From a scientific perspective emulsions are really interesting. An emulsion is basically a mixture of two things that really do not want to be mixed. You need to put energy into your emulsion to get it mixed and once formed it is not an energetically stable mixture and needs to be stabilised. In making an emulsion you are defying the second law of thermodynamics and the science behind creating and stabilising emulsions can get a bit hairy. Given this, instead of dumping it all out there at once I thought we would start with the simplest of emulsions: the vinaigrette. In it’s simplest form a vinaigrette is just a mixture of oil and water, the water usually taking the form of an acid, such as vinegar or lemon juice.
Now I’m not saying that vinaigrettes are the most interesting thing in the world. A vinaigrette is what I put on lettuce to make it taste like something other than lettuce. But it is a good place to start before we head off to more complicated, and more delicious, things like creme anglaise, mayonnaise or hollandaise. In these types of emulsions splitting is a constant source of anxiety and heat can render your emulsion into scrambled eggs faster than you can say bacon and egg ice cream. But when making a vinaigrette there is almost nothing that can go wrong and yet the science behind it is involved enough that when we come to more complicated emulsions we will be well prepared.
As I said, an emulsion is a mixture of two substances that don’t want to mix. What drives this reluctance to get together is the concept of hydrophobicity. If you read the post on pasta I went through the concept of hydrophobicity and simply put molecules that don’t have a partial electrical charge on their surface don’t like interacting with water, they prefer to hang out with other uncharged things. So in water hydrophobic molecules will clump together to minimise their contact with water. To understand emulsions we need to refine this idea a bit more. But before we get to that lets start by considering what an emulsion is not.

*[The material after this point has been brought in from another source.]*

PR #706, opened 2018-09-12
DSL::Desc hash options are overriden by initializing them in block

ysv:


spec/swagger_v2/nicknamed_api_spec.rb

Water is an interesting molecule. Water is polar, it has a slightly positive end and a slightly negative end, kind of like a battery. It has these partial charges because the oxygen and hydrogen atoms in water share electrons and the oxygen atom hugs these electrons a little closer to itself than the hydrogen atoms are able to. So the oxygen is a little bit negative and the hydrogens are a little bit positive. Because of it’s polarity, water is really good at interacting with things that are also polar, including itself. Pure water forms a matrix in which opposite charges on different water molecules are interacting, these interactions between the partially charged hydrogen atoms and partially charged oxygen atoms are called hydrogen bonds. Salt and sugar are easily incorporated into this matrix because they are also polar substances and the negative and positive charges on these molecules interact happily with the opposite charges found on the water molecule.
Salt, for example, is just a sodium cation (ions are charged molecules or atoms and a cation is a positive ion) and a chlorine anion (anion is a negative ion). When you mix salt and water the polar nature of water means it will spontaneously form electrostatic bonds with the sodium and chlorine. Once this has happened the salt is dissolved in the water and you can’t easily get your salt back out (without crystallising it or something). In technical terms the salt is now a solute and the water is a solvent and both of them together are a solution. Sugar, carbon dioxide and a whole bunch of other things dissolve in water like this, but some things don’t.
Things that aren’t polar do not spontaneously dissolve into water like polar solutes. When you add oil, a non-polar molecule, to water they don’t mix. If you add oil to water and leave it alone the mixture will arrange itself to minimise the surface area between the oil and the water. In practical terms this means that, in the presence of gravity, the oil will form a layer on top of the water. With the exception of foams, almost all the emulsions you come across in the kitchen are a mixture of oil (or fat which is just an oil that is solid at room temperature) and water. So to make our emulsion we need to add energy to break the bonds between water molecules and ‘force’ our non-polar molecules in amongst the water. For our vinaigrette we add this energy by shaking or vigorously whisking the oil and the water together.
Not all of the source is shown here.